PR #1454, opened 2026-02-18
Add fast-path for skipping coarse rasterization and scheduling for scenes without layers

laurenz-canva:
This adds a fast path to vello_hybrid, where we avoid coarse rasterization and scheduling for all strips as long as no `push_layer` command is encountered.

As Alex rightly highlighted, this does have the disadvantage of not allowing the "if there is an opaque fill, clear all previous fill" optimization. However, it seems to me like this should be overshadowed by the improvements that come from not doing scheduling and coarse rasterization. Here are the timings for rendering 1000 frames of the GhotScript tiger:

Before (note in particular `Wide::generate` and `Scheduler::do_scene`:
image

After:
image

### DIFF
--- a/sparse_strips/vello_hybrid/src/render/webgl.rs
+++ b/sparse_strips/vello_hybrid/src/render/webgl.rs
@@ -196,7 +196,7 @@ impl WebGlRenderer {
             self.fast_path_gpu_strips.clear();
 
             generate_gpu_strips_for_fast_path(
-                &scene.fast_strips_buffer,
+                &scene.fast_strips_buffer.paths,
                 scene,
                 &self.paint_idxs,
                 &mut self.fast_path_gpu_strips,
--- a/sparse_strips/vello_hybrid/src/scene.rs
+++ b/sparse_strips/vello_hybrid/src/scene.rs
@@ -41,10 +41,11 @@ pub(crate) struct FastStripsPath {
 }
 
 /// A buffer that collects strips from paths that bypass coarse rasterization and scheduling.
+///
+/// Strip data itself lives in `strip_storage`. Each `FastStripsPath` records the range of strips
+/// for one path within that storage.
 #[derive(Debug, Default)]
 pub(crate) struct FastStripsBuffer {
-    /// The strips for all paths in the buffer.
-    pub(crate) strips: Vec<Strip>,
     /// All paths in the buffer.
     pub(crate) paths: Vec<FastStripsPath>,
 }
@@ -52,7 +53,6 @@ pub(crate) struct FastStripsBuffer {
 impl FastStripsBuffer {
     #[inline(always)]
     fn clear(&mut self) {
-        self.strips.clear();
         self.paths.clear();
     }
 }
@@ -157,19 +157,22 @@ pub struct Scene {
 }
 
 // We use this macro instead of a method to avoid borrowing issues in the corresponding methods.
+//
+// When the fast path is active it is in `Append` mode, so `$strip_start` (captured before generation)
+// and the current length delimit the range for this path.
+//
+// When the fast path is inactive, `strip_storage` is in `Replace` mode where each generation starts
+// with a clear, so the whole buffer is the current path's strips.
 macro_rules! submit_strips {
-    ($self:ident, $strips:expr, $paint:expr) => {
+    ($self:ident, $strip_storage:expr, $strip_start:expr, $paint:expr) => {
         if $self.strips_fast_path_active {
-            let start = $self.fast_strips_buffer.strips.len();
-            $self.fast_strips_buffer.strips.extend_from_slice($strips);
-            let end = $self.fast_strips_buffer.strips.len();
             $self.fast_strips_buffer.paths.push(FastStripsPath {
-                strips: start..end,
+                strips: $strip_start..$strip_storage.strips.len(),
                 paint: $paint,
             });
         } else {
             $self.wide.generate(
-                $strips,
+                &$strip_storage.strips,
                 $paint,
                 $self.blend_mode,
                 0,
@@ -202,7 +205,8 @@ impl Scene {
             paint_visible: true,
             stroke: render_state.stroke,
             strip_generator: StripGenerator::new(width, height, settings.level),
-            strip_storage: RefCell::new(StripStorage::default()),
+            // Start strip storage in `Append` mode since we enable the fast path by default.
+            strip_storage: RefCell::new(StripStorage::new(GenerationMode::Append)),
             transform: render_state.transform,
             fill_rule: render_state.fill_rule,
             blend_mode: render_state.blend_mode,
@@ -289,6 +293,7 @@ impl Scene {
         aliasing_threshold: Option<u8>,
     ) {
         let strip_storage = &mut self.strip_storage.borrow_mut();
+        let strip_start = strip_storage.strips.len();
         self.strip_generator.generate_filled_path(
             path,
             fill_rule,
@@ -298,7 +303,7 @@ impl Scene {
             self.clip_context.get(),
         );
 
-        submit_strips!(self, &strip_storage.strips, paint);
+        submit_strips!(self, strip_storage, strip_start, paint);
     }
 
     /// Push a new clip path to the clip stack.
@@ -347,6 +352,7 @@ impl Scene {
         aliasing_threshold: Option<u8>,
     ) {
         let strip_storage = &mut self.strip_storage.borrow_mut();
+        let strip_start = strip_storage.strips.len();
         self.strip_generator.generate_stroked_path(
             path,
             &self.stroke,
@@ -356,7 +362,7 @@ impl Scene {
             self.clip_context.get(),
         );
 
-        submit_strips!(self, &strip_storage.strips, paint);
+        submit_strips!(self, strip_storage, strip_start, paint);
     }
 
     /// Set the aliasing threshold.
@@ -406,13 +412,14 @@ impl Scene {
         let paint = self.encode_current_paint();
         let transformed_rect = self.transform.transform_rect_bbox(*rect);
         let strip_storage = &mut self.strip_storage.borrow_mut();
+        let strip_start = strip_storage.strips.len();
         self.strip_generator.generate_filled_rect_fast(
             &transformed_rect,
             strip_storage,
             self.clip_context.get(),
         );
 
-        submit_strips!(self, &strip_storage.strips, paint);
+        submit_strips!(self, strip_storage, strip_start, paint);
     }
 
     /// Stroke a rectangle with the current paint and stroke settings.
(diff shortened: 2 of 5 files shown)


sparse_strips/vello_hybrid/src/schedule.rs
```diff
@@ -1167,6 +1168,68 @@ fn has_non_zero_alpha(rgba: u32) -> bool {
     rgba >= 0x1_00_00_00
 }
 
+/// Build `GpuStrip`s directly from the fast path buffer, bypassing coarse rasterization
+/// and scheduling.
+///
+/// This replicates the strip→GpuStrip conversion that normally happens across
+/// `Wide::generate` + `Scheduler::do_tile`, but for the simple case where all draws
+/// happen at depth=1 directly to the surface with no layers or blending.
+pub(crate) fn build_gpu_strips_direct(
```
laurenz-canva: We can probably reuse existing code here, as mentioned I haven't cleaned this up yet, just a PoC.

LaurenzV:
Sounds good, looking forward to the PR! Yes you could probably optimize this even further, but this is the bare minimum that should already be a good improvement in many cases. 😄

taj-p:
One thing I didn't state but that I hope is implied: AMAZING to have a POC so quickly to validate the approach. Very cool!!! 🎉

sparse_strips/vello_hybrid/src/schedule.rs
LaurenzV: I've looked into it, but doesn't seem to be straightforward. Since the logic is relatively simple, I'll leave it as it is right now.

LaurenzV:
@taj-p Should be ready, if you want to you can apply any changes you want tomorrow and then merge this PR yourself. Then you can get started on the follow ups if you want. I see three (more or less independent) potential follow ups, two of which we already discussed:

1) Change it so the user can still pass a "no blending" flag. In this case, we can extend the logic so that we do an interleaving of direct strips rendering + coarse rasterization for specific ranges, as is done in the blit rect pipeline. Each switch will invoke at least one new render pass, but this should still be pretty efficient.

2) As discussed, add a variant "RectStrip" to GpuStrip, so that rectangles can be handled directly in the fragment shader without requiring any additional CPU work.

3) It might be worth it to add a flag "is_dirty" to `Wide` to track whether anything has actually been pushed there. If not, when calling `reset` on `Wide` it can simply be a no-op. I think that could be worth it, because I'm seeing `Wide::reset` show up in the performance profile.

LaurenzV:
I'm not too worried about that, basically any test that invokes layers (which includes clip layers, blending, etc.) will use the old path. Aside from that, some parts of it are also indirectly still tested by the CPU tests. Or is there anything in particular you think that isn't getting enough test coverage anymore?

taj-p:
> I'm not too worried about that, basically any test that invokes layers (which includes clip layers, blending, etc.) will use the old path. Aside from that, some parts of it are also indirectly still tested by the CPU tests. Or is there anything in particular you think that isn't getting enough test coverage anymore?

My concern is with long term maintenance. I agree it may not seem immediately required today, but as the implementation evolves, there is risk of drift. `generate_gpu_strips_for_fast_path` acknowledges some duplication with coarse, for example. My tendency is towards "better safe than sorry" - let's leave this for now and I can investigate it when adding the "no blends" flag to assess impact on test run times.

sparse_strips/vello_hybrid/src/render/webgl.rs
```diff
@@ -187,12 +192,35 @@ impl WebGlRenderer {
...
+                &mut self.fast_path_gpu_strips,
+            );
+
+            if !self.fast_path_gpu_strips.is_empty() {
+                let mut ctx = WebGlRendererContext {
+                    programs: &mut self.programs,
+                    gl: &self.gl,
+                };
+                ctx.render_strips(&self.fast_path_gpu_strips, 2, LoadOp::Clear);
+            }
```
```suggestion
            let mut ctx = WebGlRendererContext {
                programs: &mut self.programs,
                gl: &self.gl,
            };
            ctx.render_strips(&self.fast_path_gpu_strips, 2, LoadOp::Clear);
```

We already check for empty strips in `render_strips`:

https://github.com/linebender/vello/blob/d9786db93830a01efc22460b7853256ef1f3989e/sparse_strips/vello_hybrid/src/render/webgl.rs#L1612-L1614

sparse_strips/vello_hybrid/src/scene.rs
```diff
@@ -30,6 +30,33 @@ use vello_common::util::{is_integer_rect, is_integer_translation};
 /// Default tolerance for curve flattening
 pub(crate) const DEFAULT_TOLERANCE: f64 = 0.1;
 
+/// Metadata for a single path stored in the fast strips buffer.
+#[derive(Debug)]
+pub(crate) struct FastStripsPath {
+    /// The index of the first strip of the path in the `strips` buffer.
+    pub(crate) strip_start: usize,
+    /// The (exclusive) last index of the path in the `strips` buffer.
+    pub(crate) strip_end: usize,
```
taj-p: Why not store a `strips: Range<usize>`?

sparse_strips/vello_hybrid/src/render/webgl.rs
taj-p: And it makes us consistent with the WGPU impl

sparse_strips/vello_hybrid/src/scene.rs
```diff
@@ -30,6 +30,33 @@ use vello_common::util::{is_integer_rect, is_integer_translation};
...
+    /// The paint of the path.
+    pub(crate) paint: Paint,
+}
+
+/// A buffer that collects strips from path that bypass coarse rasterization and scheduling.
```
```suggestion
/// A buffer that collects strips from paths that bypass coarse rasterization and scheduling.
```

sparse_strips/vello_hybrid/src/scene.rs
```diff
@@ -30,6 +30,33 @@ use vello_common::util::{is_integer_rect, is_integer_translation};
...
+#[derive(Debug, Default)]
+pub(crate) struct FastStripsBuffer {
+    /// The strips for all paths in the buffer.
+    pub(crate) strips: Vec<Strip>,
+    /// All paths in the buffer.
+    pub(crate) paths: Vec<FastStripsPath>,
+}
+
+impl FastStripsBuffer {
+    fn clear(&mut self) {
```
taj-p, line 55:
```suggestion
    #[inline(always)]
    fn clear(&mut self) {
```

sparse_strips/vello_hybrid/src/scene.rs
```diff
@@ -396,6 +464,8 @@ impl Scene {
         mask: Option<Mask>,
         filter: Option<Filter>,
     ) {
+        self.flush_fast_path();
```
taj-p: We should note that fast paths like these mean that blend modes are strictly layer level concepts. We won't support per-path blend modes, so we should probably remove the `set_blend_mode` API on scene at some point. We don't even read it when creating a layer.

sparse_strips/vello_hybrid/src/scene.rs
```diff
@@ -116,6 +143,42 @@ pub struct Scene {
...
+    /// don't need to do coarse rasterization or scheduling and therefore save a lot of overhead.
+    pub(crate) strips_fast_path_active: bool,
+}
+
+// We use this macro instead of a method to avoid borrowing issues in the corresponding methods.
+macro_rules! submit_strips {
+    ($self:ident, $strips:expr, $paint:expr) => {
+        if $self.strips_fast_path_active {
+            let strip_start = $self.fast_strips_buffer.strips.len();
+            $self.fast_strips_buffer.strips.extend_from_slice($strips);
```
taj-p: This copy seems unnecessary. Can we set the strip_storage to `append` mode and use that allocation instead of repeatedly copying the strips into dedicated storage?

sparse_strips/vello_hybrid/src/scene.rs
```diff
@@ -384,6 +427,31 @@ impl Scene {
...
+            let paint = self.fast_strips_buffer.paths[i].paint.clone();
+            self.wide.generate(
+                &self.fast_strips_buffer.strips[start..end],
+                paint,
+                BlendMode::default(),
+                0,
+                None,
+                &self.encoded_paints,
+            );
+        }
```
```suggestion
        for path in &self.fast_strips_buffer.paths {
            self.wide.generate(
                &self.fast_strips_buffer.strips[path.strips.clone()],
                path.paint.clone(),
                BlendMode::default(),
                0,
                None,
                &self.encoded_paints,
            );
        }
```

taj-p: https://github.com/linebender/vello/pull/1454/commits/c9c21a946a3e55babd33999f6a61126d2ac2021f

sparse_strips/vello_hybrid/src/scene.rs
taj-p: Implemented in https://github.com/linebender/vello/pull/1454/commits/c9c21a946a3e55babd33999f6a61126d2ac2021f

sparse_strips/vello_hybrid/src/scene.rs
```diff
@@ -384,6 +426,27 @@ impl Scene {
...
+    /// This retroactively generates wide tile commands for all strips that have been generated
+    /// using the fast path.
+    fn flush_fast_path(&mut self) {
+        if !self.strips_fast_path_active {
+            return;
+        }
+        for path in &self.fast_strips_buffer.paths {
+            self.wide.generate(
+                &self.fast_strips_buffer.strips[path.strips.clone()],
+                path.paint.clone(),
```
taj-p: We can drain here to avoid the clone

taj-p: Implemented in https://github.com/linebender/vello/pull/1454/commits/7fedef920f0bc360a65cc4c0c8d896d5faa89018

sparse_strips/vello_hybrid/src/scene.rs
taj-p: Fixed in https://github.com/linebender/vello/pull/1454/commits/7fedef920f0bc360a65cc4c0c8d896d5faa89018.

sparse_strips/vello_hybrid/src/scene.rs
```diff
@@ -30,6 +31,32 @@ use vello_common::util::{is_integer_rect, is_integer_translation};
...
+    /// The paint of the path.
+    pub(crate) paint: Paint,
+}
+
+/// A buffer that collects strips from paths that bypass coarse rasterization and scheduling.
+///
+/// Strip data itself lives in `strip_storage`. Each `FastStripsPath` records the range of strips
+/// for one path within that storage.
+#[derive(Debug, Default)]
+pub(crate) struct FastStripsBuffer {
```
taj-p, line 48: NOTE: We kept this wrapper struct around because I expect it to be used to support batching in the next PRs.

LaurenzV:
@grebmeg Will merge nw, feel free to take another look tomorrow!

sparse_strips/vello_hybrid/src/scene.rs
```diff
@@ -116,6 +143,44 @@ pub struct Scene {
...
+    pub(crate) fast_strips_buffer: FastStripsBuffer,
+    /// Whether the fast path for rendering strips directly instead of going through coarse
+    /// rasterization is active.
+    ///
+    /// This is the case if we have not performed any `push_layer` command. In such a case, we
+    /// don't need to do coarse rasterization or scheduling and therefore save a lot of overhead.
+    pub(crate) strips_fast_path_active: bool,
+}
+
+// We use this macro instead of a method to avoid borrowing issues in the corresponding methods.
```
grebmeg, line 159: I guess that’s hard to avoid, but I’d be curious to explore the options here.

About this task
From the first line of the listing above to the line with "This adds a", please transcribe each line exactly, both ends included, and nothing beyond that.

Result of the exercise
PR #1454, opened 2026-02-18
Add fast-path for skipping coarse rasterization and scheduling for scenes without layers

laurenz-canva:
This adds a fast path to vello_hybrid, where we avoid coarse rasterization and scheduling for all strips as long as no `push_layer` command is encountered.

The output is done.